At the lowermost part of the sideplate extensions 64, at the end of the chute 18, locating tabs 72 are formed--also as machined extensions of the sideplates. These tabs extend into the pathway of the caps and serve to center the caps laterally and to turn the caps slightly upward as they are departing from the chute, as shown in FIG. 7.
OPERATION
When there is no keg 6 in position to be capped, as noted above, the chute 18 is disposed at an angle θ1 relative to the platform. The chute is held in place by gravity and by a neoprene stop 74 projected from the platform as shown in FIG. 2. The first point of contact that a keg 6 moving along the conveyor 2 makes with the capping head 22 is at the rim 8 of the keg. The chute changes angle (lifts up) to provide clearance for the rim, as denoted at angle θ2, then moves back to angle θ1 after the rim has passed. The chute and capping head stay in the θ1 position for the remaining capping procedure and are only raised once more--for the opposite side of the rim. During the actual capping, the chute remains in the θ1 position and the guideways 38 of the capping head remain absolutely horizontal.
Successive caps are lined up in the chute and move forward in the direction of arrow 31 as shown in FIG. 7. When a cap reaches the end of the chute its leading edge 42 is raised slightly by the locating tabs 72. The cap continues to slide out of the chute until it is restrained by the horizontal guideways 38 of the capping head. As shown in FIG. 7, the leading edge 42 of the cap is at a position below the guideways 38. When the keg 6 moves into position to be capped, as shown in FIG. 8, the lip of the keg strikes the cap below the center of the cap and moves along the lower face 25 of the cap, rotating it into a horizontal position, while the cap driving rocker 44, loaded by the torsion springs, squeezes the cap and the lip 16 of the keg between the rocker and the guideways, thereby forcing the cap onto the neck.

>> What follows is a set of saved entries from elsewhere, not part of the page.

Issue #2611, opened 2024-02-24
ui.editor cursor jumps to start of text intermittently 


Gilser:
### Description

This is able to be replicated from the nicegui documentation pages in addition to in test applications.

To cause the issue, clear out any existing text in the ui.editor input control, then rapidly start typing characters into it. Especially when there are relatively few characters in the field, the cursor will jump to the beginning of the input which then causes text being typed to start going in before anything else inputted.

In FIG. 9, the cap 24 is firmly in place and another keg is shown moving into position to be capped.
While the invention shown and described herein has been well adapted to fulfill the objects and advantages previously mentioned as desirable, it is to be understood that the invention is not limited to the specific features shown and described but that the means and configuration herein disclosed are susceptible of modification in form, proportion and arrangement of parts without departing from the principle involved or sacrificing any of its advantages and the invention is therefore claimed in embodiments of various forms all coming within the scope of the claims which follow.